Both my grandmothers loved to read novels. One of my grandmothers lived in a small village in the North of England and her favorite author was Catherine Cookson. So why did she love Catherine Cookson novels so much? And why was there always a Catherine Cookson novel placed on her reading table? Two reasons: She was a local author, and she was also a gifted storyteller. Some may not have heard of Catherine Cookson but if you like British stories, you'll most likely enjoy her authentic tales. She was a British writer who also went under the pen name Catherine Marchant, and who published over 90 popular novels. Her most famous works were family sagas -- Bill Bailey series, Mary Ann series, and the Mallen series -- with 19th century England as the setting.
Catherine Cookson had an interesting background in where she drew upon these experiences to write such popular stories. She was born in Tyne Dock, South Shields -- an industrial region in the northeast of England. Cookson wasn't born into a life of privilege, but in fact just the opposite. She was born illegitimate into an impoverished environment with a mother who, at times, was both violent and an alcoholic. Even at a very young age, Cookson had the desire to become a writer. Always an avid reader, she wrote and completed her first short story when she was eleven years old. But at thirteen, with only a handful of years of education, she left school where she became a maid for the wealthy. This is where she witnessed first-hand the extreme class distinction between the poor and the rich.

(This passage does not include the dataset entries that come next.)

PR #576, opened 2026-03-20
Bug 2017135: UI changes to display logout reason

victhorlopez:


browser/extensions/felt/api.js
```diff
@@ -8,6 +8,10 @@
 
 const lazy = {};
 
+const LOGOUT_TYPE_MESSAGE_CLASS = new Map([
```
lissyx: Maybe this should just live on the `nsIFelt` interface directly?

victhorlopez: does it make sense? In theory it is a mapping from a logout type to a css class used by one particular UI component.

browser/extensions/felt/content/felt.xhtml
```diff
@@ -216,6 +216,12 @@
           >
             <span slot="message" class="felt-browser-error-details"></span>
           </moz-message-bar>
+          <moz-message-bar
+            class="felt-browser-info-console-forced-logout is-hidden"
+            data-l10n-id="felt-browser-error-console-forced-logout"
```
gcp: Why is one `info` and the other `error`?

browser/extensions/felt/api.js
```diff
@@ -267,7 +261,9 @@ this.felt = class extends ExtensionAPI {
       case "FeltParent:FirefoxLogoutExit": {
         const success = Services.felt.makeBackgroundProcess(false);
         console.debug(`FeltExtension: makeBackgroundProcess? ${success}`);
-        this.showWindow();
+        this.showWindow(
+          lazy.logoutTypeMessageClass.get(message.data.logoutType) ?? ""
```
lissyx, line 265: OK so this is what we send from PR #550, it's confusing that things are split accross

browser/extensions/felt/api.js
```diff
@@ -8,6 +8,15 @@
 
 const lazy = {};
 
+ChromeUtils.defineLazyGetter(lazy, "logoutTypeMessageClass", () =>
+  new Map([
+    [
+      Services.felt.logoutTypeConsoleForcedLogout,
+      "felt-browser-info-console-forced-logout",
+    ],
+  ])
```
lissyx, line 17: Maybe worth explaining what this is mapping from/to

victhorlopez:
comments addressed in https://github.com/mozilla/enterprise-firefox/pull/550

PR #134, opened 2020-10-24
add -jsonl output format option to condor history (HTCONDOR-35)

edquist:
"jsonl" is "JSON Lines" - one classad in json per line

### DIFF
--- a/docs/man-pages/condor_history.rst
+++ b/docs/man-pages/condor_history.rst
@@ -16,7 +16,7 @@ Synopsis
 [**-local**] [**-startd**] [**-userlog** *filename*]
 [**-format** *formatString AttributeName*]
 [**-autoformat[:jlhVr,tng]  ** *attr1 [attr2 ...]*]
-[**-l | -long | -xml | -json** ] [**-match | -limit  ** *number*]
+[**-l | -long | -xml | -json | -jsonl** ] [**-match | -limit  ** *number*]
 [**cluster | cluster.process | owner** ]
 
 Description
@@ -159,6 +159,8 @@ Options
     `http://htcondor.org/classad/classad.html <http://htcondor.org/classad/classad.html>`_.
  **-json**
     Display job ClassAds in JSON format.
+ **-jsonl**
+    Display job ClassAds in JSON-Lines format: one job ad per line.
 
 Exit Status
 -----------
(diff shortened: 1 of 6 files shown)


JaimeFrey (changes requested):
* I don't like your addition of bools.

* Don't add additional [sf]PrintAdAsJson() functions. This is an internal API, just add a new optional argument to the existing functions.

* The -jsonl option should be added to all tools that take a -json option.

edquist:
Ok, great, thank you @JaimeFrey for the feedback!

edquist:
> I don't like your addition of bools.

@JaimeFrey, just to confirm with you, which of these do you mean?

- adding the `m_oneline` member to `ClassAdJsonUnParser`
- adding the `bool use_json_lines` variable to the tool source for the -jsonl option
- that the new `oneline` function parameter is a bool

JaimeFrey:
I guess that comment was ambiguous.
I mean I don't like your use of the addition operator on variables of type bool.

edquist:
> I mean I don't like your use of the addition operator on variables of type bool.

Oh!  Ha, that explains my confusion.

(Just a side note: if you do reviews on github, it is possible to leave comments on specific changed lines, by hitting the + by those lines.)

Would you prefer explicitly casting each bool to int first?
Or, do you have a different way you would suggest testing that more than 1 of three bools is set?

...

Just to note it here for reference: bool + bool implies an integral promotion for each `bool` argument to `int`; so the `+` that gets used is `int operator+(const int &, const int &)`.

https://en.cppreference.com/w/cpp/language/implicit_conversion

> prvalues of small integral types (such as char) may be converted to prvalues of larger integral types (such as int). In particular, arithmetic operators do not accept types smaller than int as arguments, and integral promotions are automatically applied after lvalue-to-rvalue conversion, if applicable. This conversion always preserves the value. 
...
> - the type `bool` can be converted to `int` with the value `false` becoming `​0`​ and `true` becoming `1`.

JaimeFrey:
Derp. I mis-read that line. I thought you were testing if at least one was true. I guess the addition is the best way to express "more than one is true".

JaimeFrey (approved):
These changes look good.

My remaining concern is whether we want to release this change without parallel changes for other tools that read/write JSON.

PR #135, opened 2020-11-09
Use the latest Bosco tarball for Ubuntu (SOFTWARE-4337)

brianhlin:
We'll need to set up the 1.3 -> specific version symlink as well


matyasselmeci:
Can you fix Ubuntu 20.04 while you're at it, or is there no 1.3 tarball for that?

brianhlin:
Nope, no build for that yet (https://research.cs.wisc.edu/htcondor/bosco/1.3.4/). Strangely, there also isn't an EL8 build. Is that expected @timtheisen?

matyasselmeci (approved):

matyasselmeci:
Did this change get applied? I think this is the tarball I'm using on my Ubuntu submit host...

brianhlin:
Nope, we're overriding `bosco_findplatform` in the Hosted CE container (https://github.com/opensciencegrid/docker-hosted-ce/pull/90) because it ships in the `condor` package so we'll have to wait for the next version of 8.9 before we can remove it.

matyasselmeci:
Can we get this merged?

PR #139, opened 2020-11-22
Skip FS check for client/server on different hosts

bbockelm:
This PR causes the client to advertise its hostname in the pre-auth classad handshake and the server to compare the remote hostname versus the local one.

If there's a mismatch, the server will remove `FS` from the list of potential authentication methods.  If the client doesn't advertise the hostname, then the server always tries `FS`.

The prior behavior (always try `FS`), can be restored by setting `SEC_FS_SKIP_HOSTNAME_CHECK=true` in the server config.

### DIFF
--- a/docs/admin-manual/configuration-macros.rst
+++ b/docs/admin-manual/configuration-macros.rst
@@ -9186,6 +9186,12 @@ macros are described in the :doc:`/admin-manual/security` section.
     the timeout to use for different types of commands, for example
     ``SEC_CLIENT_AUTHENTICATION_TIMEOUT``.
 
+:macro-def:`SEC_FS_SKIP_HOSTNAME_CHECK`
+    Whether the server should check that the client has the same hostname
+    and skip the ``FS`` authentication method on a mismatch.  If set to
+    ``true``, then the server will always try ``FS`` when enabled.  Deffaults
+    to ``false``.
+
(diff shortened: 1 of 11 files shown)


docs/admin-manual/configuration-macros.rst
```diff
@@ -9186,6 +9186,12 @@ macros are described in the :doc:`/admin-manual/security` section.
     the timeout to use for different types of commands, for example
     ``SEC_CLIENT_AUTHENTICATION_TIMEOUT``.
 
+:macro-def:`SEC_FS_SKIP_HOSTNAME_CHECK`
+    Whether the server should check that the client has the same hostname
+    and skip the ``FS`` authentication method on a mismatch.  If set to
+    ``true``, then the server will always try ``FS`` when enabled.  Deffaults
```
timtheisen, line 9192:
```suggestion
    ``true``, then the server will always try ``FS`` when enabled.  Defaults
```

tannenba:
Thanks for the PR, but question: Is there a known problem with performance here ?  For daemon to daemon, there are stored security sessions.  While I like the idea of this PR, we question if the performance gain here is worth the price of potential confusion (esp considering multi-interface servers and containers, where the hostname will not match but volume mounts may allow FS authentication etc).  Unclear if the performance benefit outweighs the correctness risk.  Marking as draft for now until an example of performance problem can be shown/measured.

PR #140, opened 2020-11-25
Record token information in job ClassAd HTCONDOR-90

bbockelm:
This copies the subject, issuer, groups, and JTI into the job's ClassAd from the token used to authenticate the job submission.

See https://opensciencegrid.atlassian.net/browse/HTCONDOR-90


src/condor_io/condor_auth_passwd.cpp
```diff
@@ -2115,6 +2125,9 @@ Condor_Auth_Passwd::doServerRec2(CondorError* /*errstack*/, bool non_blocking) {
 				}
 				ad.InsertAttr(ATTR_SEC_LIMIT_AUTHORIZATION, ss.str());
 			}
+			ad.InsertAttr(ATTR_TOKEN_SUBJECT, username);
+			ad.InsertAttr(ATTR_TOKEN_ISSUER, issuer);
+			if (!jti.empty()) ad.InsertAttr(ATTR_TOKEN_ID, jti);
```
Todd-L-Miller, line 2130: What's the logic behind omitting only `ATTR_TOKEN_ID` if it's empty?

src/condor_io/condor_auth_ssl.cpp
```diff
@@ -1023,14 +1023,30 @@ Condor_Auth_SSL::server_verify_scitoken()
...
+			ss << (first ? "" : ",") << grp;
+			first = false;
+		}
+		ad.InsertAttr(ATTR_TOKEN_GROUPS, ss.str());
+	}
+	if (!jti.empty()) {
+		ad.InsertAttr(ATTR_TOKEN_ID, jti);
+	}
+	ad.InsertAttr(ATTR_TOKEN_ISSUER, issuer);
+	ad.InsertAttr(ATTR_TOKEN_SUBJECT, subject);
```
Todd-L-Miller, line 1048: What's the logic behind omitting only `ATTR_TOKEN_ID` if it's empty?

src/condor_io/condor_auth_ssl.cpp
```diff
@@ -1039,8 +1055,8 @@ Condor_Auth_SSL::server_verify_scitoken()
 			ss << auth << ",";
 		}
 		ad.InsertAttr(ATTR_SEC_LIMIT_AUTHORIZATION, ss.str());
-		mySock_->setPolicyAd(ad);
 	}
+	mySock_->setPolicyAd(ad);
```
Todd-L-Miller, line 1059: This changes when this code sets a policy ad at all.  Does the rest of the code handle the case where we have a policy ad but it doesn't contain `ATTR_SEC_LIMIT_AUTHORIZATION`?

(Is it strange that `ATTR_SEC_LIMIT_AUTHORIZATION` isn't in `SecMan::getSessionPolicy()`?)

src/condor_utils/condor_scitokens.cpp
```diff
@@ -175,6 +180,24 @@ htcondor::validate_scitoken(const std::string &scitoken_str, std::string &issuer
...
+		if (scitoken_get_claim_string_list_ptr &&
+			!(*scitoken_get_claim_string_list_ptr)(token, "wlcg.groups", &group_list, nullptr) &&
+			group_list)
+		{
+			int idx = 0;
+			char *grp;
+			while ( (grp = group_list[idx++]) ) {
+				groups.emplace_back(grp);
+			}
+		}
```
Todd-L-Miller, line 199: Are you missing a `!(*scitoken_free_string_list_ptr(group_list);` here?

Todd-L-Miller (changes requested):
I've added several design-ish questions to a comment on the corresponding ticket.  (After a discussion with BrianL, that seems like the right place to put them.)  Aside from those design questions, which may just have good answers, the blockers for merging this PR are:

* what looks like a memory leak when obtaining the groups list,
* and convincing me that changing when if ATTR_SEC_LIMIT_AUTHORIZATION always exists in a policy ad is OK.

The other questions I'm just curious about.

src/condor_io/condor_auth_ssl.cpp
bbockelm: The other two attributes are mandatory - it's an implementation bug if this is reachable and they aren't set.  This one is optional and up to the external issuer as to whether it exists.

src/condor_io/condor_auth_passwd.cpp
bbockelm: The other two attributes are mandatory - it's an implementation bug if this is reachable and they aren't set.  This one is optional (and didn't exist in earlier 8.9.x).

src/condor_utils/condor_scitokens.cpp
bbockelm: yes, good catch!

src/condor_io/condor_auth_passwd.cpp
Todd-L-Miller: If the other two attributes are mandatory, why is it OK for them to be empty?  Lines 2108-2113 explicitly allow for them to be empty; should those lines be changed so that a token without subject or issuer is rejected as malformed?  If we've already done that elsewhere in the code, then why have the conditionals?

src/condor_io/condor_auth_ssl.cpp
Todd-L-Miller: Sorry.  I missed that `htcondor::validate_scitoken()` will fail if issue or subject aren't set.

src/condor_io/condor_auth_passwd.cpp
bbockelm: Actually, I spoke incorrectly above - it's the SciTokens case where the underlying library does this check.

Anyhow, regardless, it seems like a good idea to double-check here to make this explicit.

src/condor_io/condor_auth_ssl.cpp
bbockelm: Did a quick check of the users of the policy ad -- everyone seems to handle a missing `ATTR_SEC_LIMIT_AUTHORIZATION` reasonably.

I think we've only added attributes one-by-one to `SecMan::getSessionPolicy()` as there are valid users.  Until we find some use case for needing the authorization limit outside the command handler, I guess it remains strangely missing?

bbockelm:
@Todd-L-Miller - I think this one is ready for you to take another look.

PR #141, opened 2020-11-25
Add new INCLUDE directive to mapfiles. HTCONDOR-46

bbockelm:
This allows the sysadmin to include all the files in a given directory into a mapfile.

Requested by OSG as this allows one to cleanly base / default authentication mappings.

### DIFF
--- a/src/condor_utils/MapFile.cpp
+++ b/src/condor_utils/MapFile.cpp
@@ -466,7 +466,7 @@ MapFile::ParseCanonicalization(MyStringSource & src, const char * srcname, bool 
 					// in this case.
 				if (!param(excludeRegex, "LOCAL_CONFIG_DIR_EXCLUDE_REGEXP")) {
 					dprintf(D_FULLDEBUG, "LOCAL_CONFIG_DIR_EXCLUDE_REGEXP is unset");
-					return 1;
+					return -1;
 				}
 				Regex excludeFilesRegex;
 				if (!excludeFilesRegex.compile(excludeRegex, &_errstr, &_erroffset)) {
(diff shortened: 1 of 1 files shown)


johnkn:
The error return value should be -1, not 1

If LOCAL_CONFIG_DIR_EXCLUDE_REGEXP is not defined, then the MAP will not load, this should not be treated as an error.

Also - as a general comment. 
Connecting this feature to the LOCAL_CONFIG_DIR_EXCLUDE_REGEXP does not seem obvious to me. Why is it reasonable to assume that these two features would share a regex?   I think a include GLOB pattern would make more sense here,  Something like the QUEUE FROM FILES MATCHING globs in condor_submit. so you could say

INCLUDE  foo/bar/*.map

And then not have to worry about an exclusion regex.

brianhlin:
> Something like the QUEUE FROM FILES MATCHING globs in condor_submit. so you could say
> 
> INCLUDE foo/bar/*.map

Since the mapfile already uses PCRE, can we just continue to use that for the include directives?

johnkn:
> 
> Since the mapfile already uses PCRE, can we just continue to use that for the include directives?

It's possible, but changes the implementation.   globbing is usually handled by an external API,  so we never even see the non-globbed filenames while enumerating.  use of a regex means that we still have to enumerate all filenames and compare them to a pattern.  Also something simple like   *.map is harder to express as a regex, so globbing is usually a better way to work with filenames.

bbockelm:
> Since the mapfile already uses PCRE, can we just continue to use that for the include directives?

@brianhlin - I'd rather not.

The implementation closely follows the behavior of the directory include code (for example, used by HTCondor config and the token directory code).  While allowing globs and/or regex's are more powerful, I think there's power in simplicity here and being "like" the rest of HTCondor.  Globs -- and especially regex! -- would get tricky for filenames.

The current approach excludes all files matching a given regex:

```
condor_config_val LOCAL_CONFIG_DIR_EXCLUDE_REGEXP
^((\..*)|(.*\.pl)|(.*\.py)|(.*\.sh)|(.*~)|(#.*)|(.*\.rpmsave)|(.*\.rpmnew)|(.*\.dpkg-old)|(.*\.dpkg-dist)|(.*\.cfsaved))$
```

Which makes it easy to include various temporary files (emacs!) and things like `.rpmnew`.

PR #142, opened 2020-11-26
Use bearer token discovery protocol. HTCONDOR-92

bbockelm:
If there isn't one explicitly configured, utilize a mechanism for locating a token as described here:

https://zenodo.org/record/3937438

### DIFF
--- a/src/condor_io/condor_auth_ssl.cpp
+++ b/src/condor_io/condor_auth_ssl.cpp
@@ -356,8 +356,13 @@ int Condor_Auth_SSL::authenticate(const char * /* remoteHost */, CondorError* er
 		std::string scitoken;
 		if (m_scitokens_mode) {
 			if (m_scitokens_file.empty()) {
-				ouch( "No SciToken file provided\n" );
-				m_auth_state->m_client_status = AUTH_SSL_ERROR;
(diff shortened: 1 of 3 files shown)


src/condor_io/condor_auth_ssl.cpp
```diff
@@ -356,8 +356,13 @@ int Condor_Auth_SSL::authenticate(const char * /* remoteHost */, CondorError* er
 		std::string scitoken;
 		if (m_scitokens_mode) {
 			if (m_scitokens_file.empty()) {
```
DrDaveD, line 358: Doesn't this say that the default scitokens file takes precedence if it exists?  I would think rather that it should be the last thing tried if none of the other options exist.

DrDaveD (changes requested):
I believe Condor should also be setting BEARER_TOKEN_FILE if it has any bearer token, and I don't see that happening.

src/condor_io/condor_auth_ssl.cpp
bbockelm: There's no default file, actually.  This is the application-specific override.  I'd rather keep this first as it's the most specific (and preserves current behavior).

PR #145, opened 2020-12-20
Record server's X509 certificate for the client. HTCONDOR-43

bbockelm:
This records the observed X509 certificate from the server and puts it in the client's session.  With this, we can return the information to the invoking user for condor ping.

We are interested in the public cert so OSG can better debug authentication failures (and understand how widely a CA is used, for example) and allow sites to easily remotely monitor the certificate's expiration time.

@brianhlin 

Fixes: HTCONDOR-43

### DIFF
--- a/src/condor_io/condor_auth_ssl.cpp
+++ b/src/condor_io/condor_auth_ssl.cpp
@@ -1618,6 +1618,22 @@ skip_san:
 		}
 	}
 
+	if (mySock_->isClient()) {
+		std::unique_ptr<BIO, decltype(&BIO_free)> bio(BIO_new( BIO_s_mem() ), BIO_free);
+
+		if (!PEM_write_bio_X509(bio.get(), cert)) {
+			dprintf(D_SECURITY, "Unable to convert server host cert to PEM format.\n");
+			goto err_occured;
+		}
+		char *pem_raw;
+		auto len = BIO_get_mem_data(bio.get(), &pem_raw);
+		if (len) {
+			classad::ClassAd ad;
+			ad.InsertAttr("ServerPublicCert", pem_raw, len);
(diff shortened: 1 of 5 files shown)


src/condor_io/condor_auth_ssl.cpp
```diff
@@ -1618,6 +1618,22 @@ long Condor_Auth_SSL :: post_connection_check(SSL *ssl, int role )
...
+
+		if (!PEM_write_bio_X509(bio.get(), cert)) {
+			dprintf(D_SECURITY, "Unable to convert server host cert to PEM format.\n");
+			goto err_occured;
+		}
+		char *pem_raw;
+		auto len = BIO_get_mem_data(bio.get(), &pem_raw);
+		if (len) {
+			classad::ClassAd ad;
+			ad.InsertAttr("ServerPublicCert", pem_raw, len);
```
JaimeFrey, line 1632: The attribute name should be added to condor_attributes.h and the macro used here.

src/condor_io/condor_auth_x509.cpp
```diff
@@ -925,7 +948,12 @@ int Condor_Auth_X509::authenticate_client_gss(CondorError* errstack)
             status = 0;
         }
 
-        delete [] server;
+		if (!cred.empty()) {
+			classad::ClassAd ad;
+			ad.InsertAttr("ServerPublicCert", cred);
```
JaimeFrey, line 953: The attribute name should be added to condor_attributes.h and the macro used here.

JaimeFrey (changes requested):

timtheisen:
@JaimeFrey will make the recommended changes.

JaimeFrey (approved):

Cookson eventually married at the age of 34 to a school master, Tom Cookson. She had several miscarriages which pushed her into a deep depression. Her writing was her healing and during this time she wrote her first book, Kate Hannigan. Cookson's first sixteen books were written longhand until she started to use a tape recorder. Her husband helped with grammar and spelling. In many of Cookson's novels, a common theme was portrayed -- the theme of poverty where the setting was mines, shipyards or farms. But through education, many of the crises within the stories were improved.
In 1933, Cookson was made Dame. She also received an honorary degree from the University of Newcastle, and the Royal Society of Literature's award for the Best Regional Novel of the Year. She was voted personality of the Northeast and she was voted Writer of the year by The Variety Club of Great Britain. She died on June 11, 1998 in her home near Newcastle-upon-Tyne at the age of ninety-one.
Sometimes to this day I think of my grandmother reading her newest Catherine Cookson novel from the library, and sometimes I go to my library, get a Catherine Cookson novel and hunker down and lose myself in 19th century England. An avid writer myself and with my first novel being set in Northumberland -- I wonder just how much influence both my grandmother and Catherine Cookson had on my life.